● Dataset entries
§
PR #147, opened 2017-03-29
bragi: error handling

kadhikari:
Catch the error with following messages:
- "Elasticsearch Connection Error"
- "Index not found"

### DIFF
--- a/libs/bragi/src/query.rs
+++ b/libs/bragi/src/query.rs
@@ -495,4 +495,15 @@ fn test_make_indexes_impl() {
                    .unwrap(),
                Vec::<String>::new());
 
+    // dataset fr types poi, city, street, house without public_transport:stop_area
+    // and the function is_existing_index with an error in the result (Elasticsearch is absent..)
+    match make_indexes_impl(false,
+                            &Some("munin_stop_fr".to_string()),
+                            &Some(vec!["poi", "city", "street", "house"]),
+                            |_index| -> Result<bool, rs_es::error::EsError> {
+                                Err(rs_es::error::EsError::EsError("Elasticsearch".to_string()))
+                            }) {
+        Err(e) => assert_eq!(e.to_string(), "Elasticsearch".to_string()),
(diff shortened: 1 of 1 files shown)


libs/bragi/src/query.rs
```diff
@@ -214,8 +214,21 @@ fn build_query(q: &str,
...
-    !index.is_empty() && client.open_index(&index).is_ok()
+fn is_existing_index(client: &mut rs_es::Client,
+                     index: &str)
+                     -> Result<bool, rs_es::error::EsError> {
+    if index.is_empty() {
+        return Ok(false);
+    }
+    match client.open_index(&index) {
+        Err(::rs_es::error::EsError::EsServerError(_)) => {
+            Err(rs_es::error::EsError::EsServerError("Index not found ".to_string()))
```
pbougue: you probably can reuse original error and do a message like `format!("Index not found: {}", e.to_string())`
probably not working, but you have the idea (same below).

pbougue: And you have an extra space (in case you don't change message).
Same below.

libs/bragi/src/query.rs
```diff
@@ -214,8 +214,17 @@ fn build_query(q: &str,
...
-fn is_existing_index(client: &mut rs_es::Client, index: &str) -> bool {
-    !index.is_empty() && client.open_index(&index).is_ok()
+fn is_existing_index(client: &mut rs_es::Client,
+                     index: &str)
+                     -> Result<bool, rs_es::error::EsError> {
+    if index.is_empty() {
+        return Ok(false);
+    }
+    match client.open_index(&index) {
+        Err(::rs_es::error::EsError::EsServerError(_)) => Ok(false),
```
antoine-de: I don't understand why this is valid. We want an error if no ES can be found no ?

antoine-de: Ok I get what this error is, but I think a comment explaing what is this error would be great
§
● TRY IT
Start with the line above that contains "--- a/libs/bragi/src/query.rs" and end with the line that contains "house without public_transport:stop_area". Write out those lines exactly, and only those.

● RESULT OF THE EXERCISE
--- a/libs/bragi/src/query.rs
+++ b/libs/bragi/src/query.rs
@@ -495,4 +495,15 @@ fn test_make_indexes_impl() {
                    .unwrap(),
                Vec::<String>::new());
 
+    // dataset fr types poi, city, street, house without public_transport:stop_area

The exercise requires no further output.